So far this week, one of my favorite comedians, Amber Ruffin, has recorded three stories on YouTube about her run-ins with the police. Amber is a black woman who writes for “Late Night with Seth Meyers,” and you better not call her middle-aged (but she is definitely not a millennial and her aunts, if she has any, probably still pinch her cheeks). You can watch her stories here, here, and here. You “can” watch the stories, but you actually “should” watch them.
In these stories, Amber recounts how she was doing literally nothing to arouse suspicion from any sentient creature, but she ends of being threatened by white police officers. She had a gun pointed at her and the threat of having a gun pulled on her.
After you have watched these stories, let me take you back to my own run-in with the cops to illustrate white privilege.
I am an old white man now, but I was a white teenager in the mid-1970’s, living in a real-life Spielbergian version of suburban California. One Saturday night, I found myself driving my father’s Oldsmobile filled with white teenaged boys and girls through Palo Alto (which is where Stanford University is located, and which had de facto segregated public high schools). We had been together all evening and had just attended a dance. How cute, right?
And then, a police cruiser pulled me over. Lights flashing and everything. A police helicopter had spotted the Oldsmobile. It turns out, the police were looking for a rape suspect who was driving a car similar to the one I was piloting. A. Rape. Suspect. Someone who had committed a bad, bad crime and who one could reasonably be deemed dangerous. The police suspected me of being a rapist. The police officer walked up to my father’s car, looked in to see the faces of six white teenagers staring back at him, and promptly apologized for the mistake. I don’t believe that I even had to hand over my driver’s license.
I drove off and, about five minutes later, another police officer pulled me over on the same suspicion. The police helicopter had spotted the Oldsmobile again. Once again, the police suspected me of being a rapist. Guess what happened? He looked in the car, saw all those white faces staring back at him, apologized for the mistake, and drove off.
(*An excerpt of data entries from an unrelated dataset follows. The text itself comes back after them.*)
PR #1586, opened 2025-04-25
feat: release readiness - smithy-kotlin branch check

0marperez:
## Description of changes

### DIFF
--- a/.github/workflows/release-readiness.yml
+++ b/.github/workflows/release-readiness.yml
@@ -45,7 +45,7 @@ jobs:
           SMITHY_KOTLIN_BRANCH=$(git branch --show-current)
           echo "smithy-kotlin branch: $SMITHY_KOTLIN_BRANCH"
           
-          if [ "$SDK_BRANCH" == "$SMITHY_KOTLIN_BRANCH" ]; then
+          if [ "$GITHUB_HEAD_REF" == "$SMITHY_KOTLIN_BRANCH" ]; then
             cd ../aws-sdk-kotlin
             git fetch origin
 


.github/workflows/release-readiness.yml
```diff
@@ -11,22 +11,61 @@ jobs:
...
+            git fetch origin
+
+            DIFF=$(git diff origin/main -- gradle/libs.versions.toml | grep '^[-+][^-+]'; exit 0)
+            SMITHY_KOTLIN_VERSION_BUMP=$(echo "$DIFF" | grep "smithy-kotlin-runtime-version =\|smithy-kotlin-codegen-version ="; exit 0)
+
+            if [ -z "$SMITHY_KOTLIN_VERSION_BUMP" ]; then
+              echo "::error::Matching smithy-kotlin and aws-sdk-kotlin branches but no smithy-kotlin version bump"
+              exit 1
+            else
+              echo "::warning::Matching smithy-kotlin and aws-sdk-kotlin branches with smithy-kotlin version bump detected"
```
lauzadis, line 63: Why is this a warning?

.github/workflows/release-readiness.yml
```diff
@@ -11,22 +11,61 @@ jobs:
   release-readiness:
     runs-on: ubuntu-latest
     steps:
-      - name: Checkout sources
+      - name: Checkout source
         uses: actions/checkout@v4
+        with:
+          path: 'aws-sdk-kotlin'
+          ref: '${{ github.head_ref }}'
```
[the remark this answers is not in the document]
0marperez: I think so, when I was testing and making changes before, `git branch --show-current` was failing because the default behavior is to checkout a commit _only_ not the whole branch.

.github/workflows/release-readiness.yml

We were not pulled over again that evening. I do hope the police found and arrested the actual rape suspect.
But the story is not over.
Ask me if I was sweating while being pulled over, if my heart was racing, or if I feared that one wrong move could end my life or hurt my friends. The answer would be “no.” Not because I was innocent, but because I had been raised to understand and believe that the rules worked for me, that the police were protecting me. True, I was innocent. I believed that as soon as those officers saw me, the misunderstanding would be cleared up. I believed with every fiber of my being that nothing bad was going to happen to me or my friends in our interactions with the police that night.
As an older white man, I now understand the police behavior towards me that night decades ago may have had nothing to do with my innocence.
Now, imagine if that had been a car filled with black or brown teenagers. You don’t have to try too hard to envision what could have happened. Tragically, too many times those stories don’t have the kind of ending where everyone chuckles over a mistake.
That’s my white privilege. What’s yours?